[Solved]Cyclic group - Primitive roots of unity

Let $\displaystyle 1, w, w^2 ,..., w^{n - 1}$ form a cyclic group $\displaystyle G$ of order $\displaystyle n$. Where $\displaystyle w$ is the principle primitive n-th root of unity. Show that $\displaystyle w^k$ also generates $\displaystyle G$ if and only if $\displaystyle (k, n) = 1$. (Hint: If $\displaystyle (k, n) = 1$ that is $\displaystyle k$ and $\displaystyle n$ are relatively prime then 1 can be written as a linear combination of $\displaystyle k$ and $\displaystyle n$.)

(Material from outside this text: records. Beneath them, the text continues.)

PR #806, opened 2020-01-13
Update docs

fkleuver:
# Pull Request

## 📖 Description

As per @EisenbergEffect 's request, this PR updates the docs to reflect the renamed lifecycle hooks.

I also added preliminary descriptions of the newly added hooks `create`, `beforeCompile`, `afterCompile` and `afterCompileChildren`. Preliminary, because they are probably a bit hard to digest and only meaningful to people already familiar with some of the lower level api's. So, it's more of a brain dump than anything else.

@EisenbergEffect @bigopon Could you please look at these new descriptions and let me know if the hooks make sense after reading those (and any other feedback on the descriptions is also welcome)


bigopon:
I love the the imaginable possibilities from reading the doc, but probably we will need more concrete examples to illustrate everything for users who are less familiar.

AureliaEffect:
JS Framework Benchmark: https://40129-121594173-gh.circle-artifacts.com/0/home/circleci/repo/test/js-framework-benchmark/webdriver-ts-results/table.html

fkleuver:
@bigopon I agree we need some examples. As a curiosity, a good example that shows the power of the `create` hook is the router's `au-viewport-scope` (this use case was also the reason why I (re)defined that hook in the first place)

This is an element that is effectively turned into a template controller by using `create` to return the `default` part as a new containerless custom element definition. So this completely overrides the element's own definition, dynamically returning something else: https://github.com/aurelia/aurelia/blob/master/packages/router/src/resources/viewport-scope.ts#L52

I can see myself using `afterCompile` for building a component tree structure with a recursive component by registering the instance with a specific key, which is then injected in the closest child instance.

`beforeCompile` is probably closest to v1's `processContent`, with the caveat that the `template` is not necessarily parsed yet (perhaps we should make it so?)

Beyond `processContent`-like scenario's I can't really think of anything concrete that you would specifically do here rather than in `afterCompile`, because besides mutating the template the only thing that you can do here, but not in `afterCompile`, is change the registrations. But it is a useful enough capability in itself that it seems silly not to have it, considering how cheap it is to have it.
You might do stuff like conditionally register an alternative binding syntax or override whatever global resource registrations (though not sure why you would do that here rather than in the `define` api).

`afterCompileChildren`, timing-wise, is basically what was previously `created`. I personally don't know what I would use it for, but it does fill a temporal gap in the lifecycles.

EisenbergEffect:
Looks good @fkleuver Thank you for updating this! Feel free to merge at will 😄

PR #811, opened 2020-01-22
feat: validation

Sayan751:
# Pull Request

## 📖 Description

I am submitting the phase1 of the work done for validation plugin. This can be considered as merely the port of the v1 aurelia-validation plugin. The API is more or less the same as v1, with some breaking changes (see below). Following are some example of how this can be used.

**Registration**
```typescript
au.register(ValidationConfiguration)

// or 

au.register(ValidationConfiguration.customize((options) => {/* manipulate the options here */}))
```
There are 3 customization options available at this point: validator implementation, custom messages, and default trigger (for validate binding behavior)

**Define validation rules and instantiate validation controller**
```typescript
class MyVm {
  constructor(
    @IValidationRules private validationRules: IValidationRules,
    // this will be injected to child VMs
    @newInstanceForScope(IValidationController) private controller: IValidationController,
   ){}

  async someMethod() {
    const person = new Person(name, age);
    validationRules
      .on(person)
      .ensure('name')
      .required()
      .ensure((p) => p.age)
      .min(42);
    const result = await controller.validate(new ValidateInstruction(person));
  }
}
```

**Using it in HTML**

My attempt: Need to prove $\displaystyle w^k \textrm{ generates } G \Leftrightarrow (k,n) = 1$

$\displaystyle \Rightarrow$(Contradiction) Assume $\displaystyle w^k$ generates $\displaystyle G$, that is $\displaystyle 1,w^k, w^{2k},\ldots,w^{(n-1)k}$ form the cyclic group $\displaystyle G$. Suppose $\displaystyle (k,n)\neq 1$, Then I get stuck here and can't get my algebraic manipulations to lead me to a discernible contradiction.

$\displaystyle \Leftarrow$ For this implication I'm guessing we'll have to use the hint, but I'm not sure how it could prove useful. I used the hint to get: $\displaystyle ak + bn = 1$, for some integers $\displaystyle a, b$. Then $\displaystyle w = w^{ak + bn} = w^{ak}(w^{n})^b = w^{ak}$. So I have $\displaystyle w = w^{ak}$. But does that tell me that $\displaystyle w^{ak}$ is a generator of $\displaystyle G$, for some $\displaystyle a$?

Any suggestions would be appreciated. Thanks in advance.